Sergey Suchkov was born in the City of Astrakhan, Russia, in a family of dynasty medical doctors. In 1980, graduated from Astrakhan State Medical University and was awarded with MD. In 1985, Suchkov maintained his PhD as a PhD student of the I.M. Sechenov Moscow Medical Academy and Institute of Medical Enzymology. In 2001, Suchkov maintained his Doctor Degree at the National Institute of Immunology, Russia. From 1989 through 1995, Dr Suchkov was being the Head of the Lab of Clinical Immunology, at Helmholtz Eye Research Institute in Moscow. From 1995 through 2004 - a Chair of the Dept for Clinical Immunology, Moscow Clinical Research Institute (MONIKI). In 1993-1996, Dr Suchkov was a Secretary-in-Chief of the Editorial Board, Biomedical Science, an international journal published jointly by the USSR Academy of Sciences and the Royal Society of Chemistry, UK. At present, Dr Sergey Suchkov, MD, PhD, is: Professor and Chair, Dept for Personalized Medicine, Precision Nutriciology and Biodesign, MINO MGUPP, Moscow, Russia, Professor, Dept for Clinical Immunology, A.I. Evdokimov Moscow State University of Medical and Dentistry, Moscow, Russia, Member, New York Academy of Sciences, USA, Secretary General, United Cultural Convention (UCC), Cambridge, UK.
Abs against myelin basic protein/MBP endowing with proteolytic activity (Ab-proteases with functionality) are of great value to monitor demyelination to illustrate the evolution of multiple sclerosis (MS). Anti-MBP autoAbs from MS patients and mice with EAE exhibited specific proteolytic cleavage of MBP which, in turn, markedly differed between: (i) MS patients and healthy controls; (ii) different clinical MS courses; (iii) EDSS scales of demyelination to correlate with the disability of MS patients to predict the transformation prior to changes of the clinical course.
Ab-mediated proteolysis of MBP was shown to be sequence-specific whilst demonstrating five sites of preferential proteolysis to be located within the immunodominant regions of MBP and to fall inside into 5 sequences fixed. Some of the latter (with the highest encephalitogenic properties) were proved to act as a specific inducer of EAE and to be attacked by the MBP-targeted Ab-proteases in MS patients with the most severe (progradient) clinical courses. The other ones whilst being less immunogenic happened to be EAE inducers very rare but were shown to be attacked by Ab-proteases in MS patients with moderate (remission-type) clinical courses.
The activity of Ab-proteases was first registered at the subclinical stages 1-2 years prior to the clinical illness. About 24% of the direct MS-related relatives were seropositive for low-active Ab-proteases from which 22% of the seropositive relatives established were being monitored for 2 years whilst demonstrating a stable growth of the Ab-associated proteolytic activity. Moreover, some of the low-active Ab-proteases in persons at MS-related risks (at subclinical stages of MS), and primary clinical and MRT manifestations observed were coincided with the activity to have its mid-level reached. Registration in the evolution of highly immunogenic Ab-proteases would illustrate either risks of transformation of subclinical stages into clinical ones, or risks of exacerbations to develop.

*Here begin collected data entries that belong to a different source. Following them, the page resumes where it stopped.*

PR #4615, opened 2018-01-15
Use wp_cache_flush in Utils\wp_clear_object_cache & check props.

gitlost:
Noticed on doing https://github.com/wp-cli/media-command/pull/62 PR that `Utils\wp_clear_object_cache()` was setting some non-defined properties on the `WP_Object_Cache` object.

The code appears to be Memcached and Memcached Redux plugin specific according to https://core.trac.wordpress.org/ticket/31463. See also `WP_UnitTestCase::flush_cache()` in core test suite https://github.com/WordPress/wordpress-develop/blob/4.9.1/tests/phpunit/includes/testcase.php#L321.

So this PR updates the `wp_clear_object_cache()` to use the standard `wp_cache_flush()` function, keeping the other stuff for BC but checking first and using `method_exists()` on `__remoteset` check.

### DIFF
--- a/features/utils-wp.feature
+++ b/features/utils-wp.feature
@@ -1,0 +1,22 @@
+Feature: Utilities that depend on WordPress code
+
+  Scenario: Clear WP cache
+    Given a WP install
+    And a test.php file:
+      """
+      <?php
+      WP_CLI::add_hook( 'after_wp_load', function () {
+        global $wp_object_cache;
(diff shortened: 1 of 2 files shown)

The activity of Ab-proteases in combination with the sequence-specificity would confirm a high subclinical and predictive (translational) value of the tools as applicable for personalized monitoring protocols. Ab-proteases can be programmed and re-programmed to suit the needs of the body metabolism or could be designed for the development of principally new catalysts with no natural counterparts. Further studies on targeted Ab-mediated proteolysis may provide a translational tool for predicting demyelination and thus the disability of the MS patients.